How expensive is Arc::make_mut?

I am thinking of trying to avoid calls to Arc::make_mut , as it appears to me that each make_mut call involves inter-process synchronisation operations, but also I am wondering if it is actually worthwhile and whether this makes sense. Has anyone tried this and done performance measurements?

Arc::make_mut makes no inter-process calls because Arcs are not shared between processes. Arcs are shared between threads, but it also makes no cross-thread synchronization (i.e. it doesn't lock). The main logic for make_mut uses atomic comparisons to check whether any other threads can view the allocation, so under most circumstances there's no overhead. If you're constantly hammering the atomics, however, underlying memory synchronization will cause some slowdowns, but that's not an issue for most applications.

3 Likes

Yes, and I think atomics can be quite slow, although in the case of Arc::make_mut perhaps this is not true ( in the case where there are no other Arc pointers to the same allocation ).

Well what exactly do you expect? Atomics are the fastest kind of synchronization you can get (and if you are using threads, you need synchronization, as data races are UB). If you need make_mut(), call it and move on. If you find by measurement that you are spending too much time in make_mut, then you'll need to rethink the architecture to inherently require less synchronization in the first place; the solution isn't going to be some sort of magic that still synchronizes but somehow faster than atomics.

3 Likes

OP, are you are that (from Arc::make_mut documentation):

If there are other Arc pointers to the same allocation, then make_mut will clone the inner value to a new allocation to ensure unique ownership.

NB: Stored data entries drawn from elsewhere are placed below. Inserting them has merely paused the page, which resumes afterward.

PR #499, opened 2025-07-28
Adding String Bits

Alfori90:
Loop through the string, starting at index 0, and add every character at even indexes (0, 2, 4, ...) to a new string. Return the final result.

### DIFF
--- a/Huria/warmup2/StringBits.java
+++ b/Huria/warmup2/StringBits.java
@@ -1,0 +1,30 @@
+public class StringBits {
+
+        String str;
+
+        public static String stringBits(String str) {
+
+            String newString = "";
+
+
+                for (int i = 0; i < str.length(); i = i + 2) {
+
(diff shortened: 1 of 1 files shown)


EchoCoder20:
Sync with master!

Huria/warmup2/StringBits.java
```diff
@@ -0,0 +1,30 @@
...
+        String str;
+
+        public static String stringBits(String str) {
+
+            String newString = "";
+
+
+                for (int i = 0; i < str.length(); i = i + 2) {
+
+                    newString = newString + str.charAt(i);
```
EchoCoder20, line 12: String is immutable , you can use StringBuilder instead of string concatenation.

EchoCoder20 (changes requested):

EchoCoder20 (approved):

EchoCoder20 (approved):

If you see that Arc::make_mut is being slow it might be that you're using it on an Arc that's not unique and hence it must spend time cloning the inner value.

5 Likes

The change I am trying is to call make_mut less, so call make_mut, then use the &mut say 50 times (might be typical), rather than calling make_mut 50 times.

It does mean re-factoring my code somewhat, but hopefully will work out nicely!

Great example of why “magical languages” don't work. “Magical language” may use make_mut and &mut where feasible, but it couldn't “refactor your code somewhat” because very often such refactorings depend on things not include in the code itself, they are in the “problem specification” document which, more often than not, only exist in the developer's head.

Note, BTW, that make_mut is about 15-20 times more expensive than single dereference of &mut (more expensive for some old architectures like Piledriver), which means that there are limits of how much you may win from transition from make_mut to &mut. But that's definitely a win developer may organize, but “magical language” couldn't.

Because conversion from make_mut may make you code both significantly faster and significantly slower! Because “take make_mut once, use &mut 50 times reduces number of expensive take_mut operations, but it also makes “critical sections” longer and increases changes of hitting contention case (where expenses of take_mut go through the roof).

AGI may eliminate the need for the strict, formal, programming languages as it would be able to take vague description of program in English or Klingon and would write program in Rust or some other strict language, but that's not even remotely close to how your “dream language” was supposed to operate, isn't it?

1 Like

Well it is done, I have a new struct MutPage which is used to avoid large numbers of calls to make_mut. Whether it will actually make any measurable difference to performance is pretty doubtful, my guess is other factors dominate. I might try to measure and see, will probably need to make a contrived test to demonstrate it.

Edit: I tried to do some measurements.... I am not at all sure about my methodology, but it seemed like make_mut takes about 11 nanoseconds on my PC. Whereas a typical instruction instruction takes maybe 0.5 nanoseconds. I think!!! This may all be very wrong. Anyway, it seems it is very fast in absolute terms, but relatively expensive compared to a typical operation. As above, it is probably impossible to measure any speed-up without some sophisticated benchmarking tools. It would probably be a fraction of a percent.

Well, it will have to clone the inner value the first time a "page" is modified, but typically it will then make a bunch of mutations, although the 50 I quoted earlier is probably more than the average, I guess in the average case it would be more like 10 mutations or something, if a single record is being added to a page.

This topic was automatically closed 90 days after the last reply. We invite you to open a new topic if you have further questions or comments.